Entries provided section start

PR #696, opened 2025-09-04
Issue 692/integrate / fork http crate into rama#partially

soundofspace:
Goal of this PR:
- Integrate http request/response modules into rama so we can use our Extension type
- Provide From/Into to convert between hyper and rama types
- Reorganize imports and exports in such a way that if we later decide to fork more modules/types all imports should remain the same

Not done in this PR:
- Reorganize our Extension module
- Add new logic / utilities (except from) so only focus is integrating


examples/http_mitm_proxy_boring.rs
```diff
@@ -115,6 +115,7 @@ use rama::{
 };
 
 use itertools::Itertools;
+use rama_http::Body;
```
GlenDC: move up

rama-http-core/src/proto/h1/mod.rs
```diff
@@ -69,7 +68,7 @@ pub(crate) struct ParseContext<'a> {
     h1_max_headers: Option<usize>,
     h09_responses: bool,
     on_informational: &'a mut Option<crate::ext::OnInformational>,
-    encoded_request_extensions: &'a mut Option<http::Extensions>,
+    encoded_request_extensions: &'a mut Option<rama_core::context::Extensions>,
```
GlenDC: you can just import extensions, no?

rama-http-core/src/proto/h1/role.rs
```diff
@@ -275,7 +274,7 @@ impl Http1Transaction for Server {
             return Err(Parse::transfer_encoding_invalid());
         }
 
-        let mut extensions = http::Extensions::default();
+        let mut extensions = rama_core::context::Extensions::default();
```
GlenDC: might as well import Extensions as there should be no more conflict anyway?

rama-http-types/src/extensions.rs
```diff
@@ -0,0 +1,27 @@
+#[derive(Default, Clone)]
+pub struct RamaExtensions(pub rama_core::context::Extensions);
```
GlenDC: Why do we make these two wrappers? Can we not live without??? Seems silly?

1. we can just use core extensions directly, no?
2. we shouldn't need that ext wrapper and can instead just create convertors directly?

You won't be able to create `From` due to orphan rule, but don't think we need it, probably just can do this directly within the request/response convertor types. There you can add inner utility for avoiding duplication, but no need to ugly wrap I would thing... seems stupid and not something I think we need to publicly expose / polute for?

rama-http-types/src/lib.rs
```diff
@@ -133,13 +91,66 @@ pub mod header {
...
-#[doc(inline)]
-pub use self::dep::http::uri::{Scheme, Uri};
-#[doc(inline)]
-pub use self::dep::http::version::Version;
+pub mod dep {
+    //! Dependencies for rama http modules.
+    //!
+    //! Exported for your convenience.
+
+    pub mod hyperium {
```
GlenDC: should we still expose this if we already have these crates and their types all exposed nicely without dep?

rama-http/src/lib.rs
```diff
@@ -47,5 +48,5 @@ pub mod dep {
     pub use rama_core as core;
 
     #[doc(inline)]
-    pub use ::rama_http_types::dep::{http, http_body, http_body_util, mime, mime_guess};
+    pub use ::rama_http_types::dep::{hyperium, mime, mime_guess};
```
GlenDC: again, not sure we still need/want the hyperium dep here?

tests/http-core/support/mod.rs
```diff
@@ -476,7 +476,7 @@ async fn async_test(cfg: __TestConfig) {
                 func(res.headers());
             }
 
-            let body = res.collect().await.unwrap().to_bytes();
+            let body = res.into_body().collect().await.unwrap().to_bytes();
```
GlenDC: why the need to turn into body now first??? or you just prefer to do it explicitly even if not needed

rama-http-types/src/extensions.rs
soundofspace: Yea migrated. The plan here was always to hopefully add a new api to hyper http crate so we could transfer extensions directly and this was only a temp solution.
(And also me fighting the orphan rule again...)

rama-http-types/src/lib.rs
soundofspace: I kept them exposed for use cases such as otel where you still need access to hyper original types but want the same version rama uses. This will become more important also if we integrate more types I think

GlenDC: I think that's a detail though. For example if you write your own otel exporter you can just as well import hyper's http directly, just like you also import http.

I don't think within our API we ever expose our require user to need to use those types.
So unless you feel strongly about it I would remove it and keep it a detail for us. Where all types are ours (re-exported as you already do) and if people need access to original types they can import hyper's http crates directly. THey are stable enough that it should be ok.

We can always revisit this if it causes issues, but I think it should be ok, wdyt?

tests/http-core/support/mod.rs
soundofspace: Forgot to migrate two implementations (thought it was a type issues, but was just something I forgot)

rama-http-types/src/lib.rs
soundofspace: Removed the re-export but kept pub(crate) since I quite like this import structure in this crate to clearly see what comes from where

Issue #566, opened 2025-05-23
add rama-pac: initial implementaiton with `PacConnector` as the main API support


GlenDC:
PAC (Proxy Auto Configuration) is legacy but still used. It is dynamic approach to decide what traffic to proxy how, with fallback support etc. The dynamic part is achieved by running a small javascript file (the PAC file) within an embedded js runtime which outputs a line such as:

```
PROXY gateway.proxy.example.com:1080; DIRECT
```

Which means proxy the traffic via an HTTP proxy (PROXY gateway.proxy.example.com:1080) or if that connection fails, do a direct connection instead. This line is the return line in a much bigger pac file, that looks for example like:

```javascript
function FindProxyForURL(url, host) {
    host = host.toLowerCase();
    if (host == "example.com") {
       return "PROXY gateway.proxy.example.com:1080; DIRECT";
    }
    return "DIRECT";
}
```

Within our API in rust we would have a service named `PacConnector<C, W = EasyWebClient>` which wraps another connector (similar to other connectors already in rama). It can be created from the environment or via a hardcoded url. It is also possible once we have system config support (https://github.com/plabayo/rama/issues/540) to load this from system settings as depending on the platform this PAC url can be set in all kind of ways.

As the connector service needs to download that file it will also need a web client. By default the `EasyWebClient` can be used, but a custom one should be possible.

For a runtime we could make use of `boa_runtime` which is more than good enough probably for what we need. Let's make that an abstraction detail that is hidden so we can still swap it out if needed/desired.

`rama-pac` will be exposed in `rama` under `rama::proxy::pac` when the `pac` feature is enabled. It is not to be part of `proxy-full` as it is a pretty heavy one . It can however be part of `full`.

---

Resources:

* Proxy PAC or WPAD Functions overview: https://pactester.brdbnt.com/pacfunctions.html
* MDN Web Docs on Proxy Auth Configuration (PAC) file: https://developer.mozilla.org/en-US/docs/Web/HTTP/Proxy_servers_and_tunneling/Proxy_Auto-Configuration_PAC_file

Entries provided section end

▶ **Task directions**
Copy every record once more, exactly as given.

▶ **Answer to this problem**
PR #696, opened 2025-09-04
Issue 692/integrate / fork http crate into rama#partially

soundofspace:
Goal of this PR:
- Integrate http request/response modules into rama so we can use our Extension type
- Provide From/Into to convert between hyper and rama types
- Reorganize imports and exports in such a way that if we later decide to fork more modules/types all imports should remain the same

Not done in this PR:
- Reorganize our Extension module
- Add new logic / utilities (except from) so only focus is integrating


examples/http_mitm_proxy_boring.rs
```diff
@@ -115,6 +115,7 @@ use rama::{
 };
 
 use itertools::Itertools;
+use rama_http::Body;
```
GlenDC: move up

rama-http-core/src/proto/h1/mod.rs
```diff
@@ -69,7 +68,7 @@ pub(crate) struct ParseContext<'a> {
     h1_max_headers: Option<usize>,
     h09_responses: bool,
     on_informational: &'a mut Option<crate::ext::OnInformational>,
-    encoded_request_extensions: &'a mut Option<http::Extensions>,
+    encoded_request_extensions: &'a mut Option<rama_core::context::Extensions>,
```
GlenDC: you can just import extensions, no?

rama-http-core/src/proto/h1/role.rs
```diff
@@ -275,7 +274,7 @@ impl Http1Transaction for Server {
             return Err(Parse::transfer_encoding_invalid());
         }
 
-        let mut extensions = http::Extensions::default();
+        let mut extensions = rama_core::context::Extensions::default();
```
GlenDC: might as well import Extensions as there should be no more conflict anyway?

rama-http-types/src/extensions.rs
```diff
@@ -0,0 +1,27 @@
+#[derive(Default, Clone)]
+pub struct RamaExtensions(pub rama_core::context::Extensions);
```
GlenDC: Why do we make these two wrappers? Can we not live without??? Seems silly?

1. we can just use core extensions directly, no?
2. we shouldn't need that ext wrapper and can instead just create convertors directly?

You won't be able to create `From` due to orphan rule, but don't think we need it, probably just can do this directly within the request/response convertor types. There you can add inner utility for avoiding duplication, but no need to ugly wrap I would thing... seems stupid and not something I think we need to publicly expose / polute for?

rama-http-types/src/lib.rs
```diff
@@ -133,13 +91,66 @@ pub mod header {
...
-#[doc(inline)]
-pub use self::dep::http::uri::{Scheme, Uri};
-#[doc(inline)]
-pub use self::dep::http::version::Version;
+pub mod dep {
+    //! Dependencies for rama http modules.
+    //!
+    //! Exported for your convenience.
+
+    pub mod hyperium {
```
GlenDC: should we still expose this if we already have these crates and their types all exposed nicely without dep?

rama-http/src/lib.rs
```diff
@@ -47,5 +48,5 @@ pub mod dep {
     pub use rama_core as core;
 
     #[doc(inline)]
-    pub use ::rama_http_types::dep::{http, http_body, http_body_util, mime, mime_guess};
+    pub use ::rama_http_types::dep::{hyperium, mime, mime_guess};
```
GlenDC: again, not sure we still need/want the hyperium dep here?

tests/http-core/support/mod.rs
```diff
@@ -476,7 +476,7 @@ async fn async_test(cfg: __TestConfig) {
                 func(res.headers());
             }
 
-            let body = res.collect().await.unwrap().to_bytes();
+            let body = res.into_body().collect().await.unwrap().to_bytes();
```
GlenDC: why the need to turn into body now first??? or you just prefer to do it explicitly even if not needed

rama-http-types/src/extensions.rs
soundofspace: Yea migrated. The plan here was always to hopefully add a new api to hyper http crate so we could transfer extensions directly and this was only a temp solution.
(And also me fighting the orphan rule again...)

rama-http-types/src/lib.rs
soundofspace: I kept them exposed for use cases such as otel where you still need access to hyper original types but want the same version rama uses. This will become more important also if we integrate more types I think

GlenDC: I think that's a detail though. For example if you write your own otel exporter you can just as well import hyper's http directly, just like you also import http.

I don't think within our API we ever expose our require user to need to use those types.
So unless you feel strongly about it I would remove it and keep it a detail for us. Where all types are ours (re-exported as you already do) and if people need access to original types they can import hyper's http crates directly. THey are stable enough that it should be ok.

We can always revisit this if it causes issues, but I think it should be ok, wdyt?

tests/http-core/support/mod.rs
soundofspace: Forgot to migrate two implementations (thought it was a type issues, but was just something I forgot)

rama-http-types/src/lib.rs
soundofspace: Removed the re-export but kept pub(crate) since I quite like this import structure in this crate to clearly see what comes from where

Issue #566, opened 2025-05-23
add rama-pac: initial implementaiton with `PacConnector` as the main API support


GlenDC:
PAC (Proxy Auto Configuration) is legacy but still used. It is dynamic approach to decide what traffic to proxy how, with fallback support etc. The dynamic part is achieved by running a small javascript file (the PAC file) within an embedded js runtime which outputs a line such as:

```
PROXY gateway.proxy.example.com:1080; DIRECT
```

Which means proxy the traffic via an HTTP proxy (PROXY gateway.proxy.example.com:1080) or if that connection fails, do a direct connection instead. This line is the return line in a much bigger pac file, that looks for example like:

```javascript
function FindProxyForURL(url, host) {
    host = host.toLowerCase();
    if (host == "example.com") {
       return "PROXY gateway.proxy.example.com:1080; DIRECT";
    }
    return "DIRECT";
}
```

Within our API in rust we would have a service named `PacConnector<C, W = EasyWebClient>` which wraps another connector (similar to other connectors already in rama). It can be created from the environment or via a hardcoded url. It is also possible once we have system config support (https://github.com/plabayo/rama/issues/540) to load this from system settings as depending on the platform this PAC url can be set in all kind of ways.

As the connector service needs to download that file it will also need a web client. By default the `EasyWebClient` can be used, but a custom one should be possible.

For a runtime we could make use of `boa_runtime` which is more than good enough probably for what we need. Let's make that an abstraction detail that is hidden so we can still swap it out if needed/desired.

`rama-pac` will be exposed in `rama` under `rama::proxy::pac` when the `pac` feature is enabled. It is not to be part of `proxy-full` as it is a pretty heavy one . It can however be part of `full`.

---

Resources:

* Proxy PAC or WPAD Functions overview: https://pactester.brdbnt.com/pacfunctions.html
* MDN Web Docs on Proxy Auth Configuration (PAC) file: https://developer.mozilla.org/en-US/docs/Web/HTTP/Proxy_servers_and_tunneling/Proxy_Auto-Configuration_PAC_file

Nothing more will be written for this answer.